Task
Take each line below that has "correct" and copy it.

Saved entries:
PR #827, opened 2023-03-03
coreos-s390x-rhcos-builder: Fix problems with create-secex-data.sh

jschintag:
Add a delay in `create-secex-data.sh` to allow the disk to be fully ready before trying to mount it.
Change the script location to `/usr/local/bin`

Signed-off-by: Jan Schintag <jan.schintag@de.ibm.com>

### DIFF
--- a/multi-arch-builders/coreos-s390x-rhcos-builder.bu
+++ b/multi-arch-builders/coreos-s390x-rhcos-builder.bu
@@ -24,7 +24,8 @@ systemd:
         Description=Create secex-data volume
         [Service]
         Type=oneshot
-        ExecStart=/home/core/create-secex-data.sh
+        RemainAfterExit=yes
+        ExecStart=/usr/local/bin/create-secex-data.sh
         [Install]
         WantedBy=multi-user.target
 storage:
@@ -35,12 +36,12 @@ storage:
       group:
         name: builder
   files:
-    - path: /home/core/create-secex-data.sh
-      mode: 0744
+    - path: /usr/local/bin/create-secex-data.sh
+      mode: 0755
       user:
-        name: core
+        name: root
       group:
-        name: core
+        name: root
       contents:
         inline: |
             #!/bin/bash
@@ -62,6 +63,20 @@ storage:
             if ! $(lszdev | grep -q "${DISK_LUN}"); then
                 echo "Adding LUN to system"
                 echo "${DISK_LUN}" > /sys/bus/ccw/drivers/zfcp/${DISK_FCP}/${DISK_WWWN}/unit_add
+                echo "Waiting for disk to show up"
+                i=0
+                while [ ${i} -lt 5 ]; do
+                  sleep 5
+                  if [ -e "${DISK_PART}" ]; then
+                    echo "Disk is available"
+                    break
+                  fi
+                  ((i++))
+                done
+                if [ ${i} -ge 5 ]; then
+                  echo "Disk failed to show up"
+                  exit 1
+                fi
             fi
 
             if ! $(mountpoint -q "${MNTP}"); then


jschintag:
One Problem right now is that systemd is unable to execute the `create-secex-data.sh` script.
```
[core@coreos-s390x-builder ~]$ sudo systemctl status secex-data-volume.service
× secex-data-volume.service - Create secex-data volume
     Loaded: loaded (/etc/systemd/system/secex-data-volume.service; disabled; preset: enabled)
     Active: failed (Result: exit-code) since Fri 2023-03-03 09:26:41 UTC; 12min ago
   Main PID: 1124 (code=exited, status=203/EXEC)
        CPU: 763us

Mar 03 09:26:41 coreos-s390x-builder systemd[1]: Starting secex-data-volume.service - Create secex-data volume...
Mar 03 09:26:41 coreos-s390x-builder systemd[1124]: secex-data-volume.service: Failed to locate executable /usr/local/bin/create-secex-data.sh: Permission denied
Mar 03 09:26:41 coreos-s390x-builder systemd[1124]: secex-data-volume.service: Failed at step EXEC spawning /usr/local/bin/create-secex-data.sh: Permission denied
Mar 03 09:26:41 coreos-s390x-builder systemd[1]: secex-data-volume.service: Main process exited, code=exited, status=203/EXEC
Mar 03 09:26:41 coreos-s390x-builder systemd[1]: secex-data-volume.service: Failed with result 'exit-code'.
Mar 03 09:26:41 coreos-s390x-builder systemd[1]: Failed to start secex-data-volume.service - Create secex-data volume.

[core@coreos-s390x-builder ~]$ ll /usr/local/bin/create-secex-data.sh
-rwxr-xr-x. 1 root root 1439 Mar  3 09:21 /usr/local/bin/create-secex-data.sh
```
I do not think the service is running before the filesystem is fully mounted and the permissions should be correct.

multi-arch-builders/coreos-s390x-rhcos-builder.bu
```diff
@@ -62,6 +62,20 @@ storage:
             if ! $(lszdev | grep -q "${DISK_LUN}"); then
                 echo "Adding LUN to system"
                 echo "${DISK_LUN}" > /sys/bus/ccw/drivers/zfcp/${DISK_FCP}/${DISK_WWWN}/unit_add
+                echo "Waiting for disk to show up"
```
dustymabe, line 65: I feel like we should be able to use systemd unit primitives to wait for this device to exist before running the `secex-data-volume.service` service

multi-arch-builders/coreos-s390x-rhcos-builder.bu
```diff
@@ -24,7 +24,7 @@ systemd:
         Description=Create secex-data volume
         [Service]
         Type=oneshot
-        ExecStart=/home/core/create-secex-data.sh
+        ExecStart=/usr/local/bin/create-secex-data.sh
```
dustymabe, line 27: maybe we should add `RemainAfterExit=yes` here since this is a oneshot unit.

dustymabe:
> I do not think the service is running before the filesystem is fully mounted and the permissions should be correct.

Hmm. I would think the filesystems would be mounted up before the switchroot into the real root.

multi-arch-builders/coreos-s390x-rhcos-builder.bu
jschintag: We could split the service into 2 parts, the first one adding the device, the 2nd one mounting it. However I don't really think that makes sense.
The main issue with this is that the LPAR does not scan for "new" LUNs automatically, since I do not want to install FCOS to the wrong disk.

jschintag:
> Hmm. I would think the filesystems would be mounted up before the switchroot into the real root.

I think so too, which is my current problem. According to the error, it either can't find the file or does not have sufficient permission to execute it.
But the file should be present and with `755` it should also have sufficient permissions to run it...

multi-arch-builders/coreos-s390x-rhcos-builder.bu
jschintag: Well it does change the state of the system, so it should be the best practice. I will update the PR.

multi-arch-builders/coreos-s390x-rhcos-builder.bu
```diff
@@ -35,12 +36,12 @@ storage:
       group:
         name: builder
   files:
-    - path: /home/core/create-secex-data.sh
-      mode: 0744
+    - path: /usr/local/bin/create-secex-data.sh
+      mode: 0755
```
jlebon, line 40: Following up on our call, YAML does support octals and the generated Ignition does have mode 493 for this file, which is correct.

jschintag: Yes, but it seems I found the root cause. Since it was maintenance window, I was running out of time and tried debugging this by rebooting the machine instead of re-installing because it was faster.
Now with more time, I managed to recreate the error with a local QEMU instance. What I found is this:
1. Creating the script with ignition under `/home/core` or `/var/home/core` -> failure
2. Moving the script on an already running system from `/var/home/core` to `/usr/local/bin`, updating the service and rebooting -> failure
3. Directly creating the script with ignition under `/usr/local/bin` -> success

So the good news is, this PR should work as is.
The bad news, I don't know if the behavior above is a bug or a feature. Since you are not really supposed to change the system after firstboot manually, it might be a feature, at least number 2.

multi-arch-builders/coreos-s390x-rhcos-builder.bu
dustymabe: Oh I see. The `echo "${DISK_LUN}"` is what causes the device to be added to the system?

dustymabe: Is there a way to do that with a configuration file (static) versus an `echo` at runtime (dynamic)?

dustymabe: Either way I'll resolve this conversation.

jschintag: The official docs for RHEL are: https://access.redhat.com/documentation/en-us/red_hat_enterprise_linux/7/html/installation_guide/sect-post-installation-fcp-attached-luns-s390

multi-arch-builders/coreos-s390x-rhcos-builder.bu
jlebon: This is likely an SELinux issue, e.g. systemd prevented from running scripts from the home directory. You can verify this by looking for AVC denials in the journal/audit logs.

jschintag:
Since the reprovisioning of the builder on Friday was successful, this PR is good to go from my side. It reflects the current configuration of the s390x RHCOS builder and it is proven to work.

Exercise output
I do not think the service is running before the filesystem is fully mounted and the permissions should be correct.
> I do not think the service is running before the filesystem is fully mounted and the permissions should be correct.
jlebon, line 40: Following up on our call, YAML does support octals and the generated Ignition does have mode 493 for this file, which is correct.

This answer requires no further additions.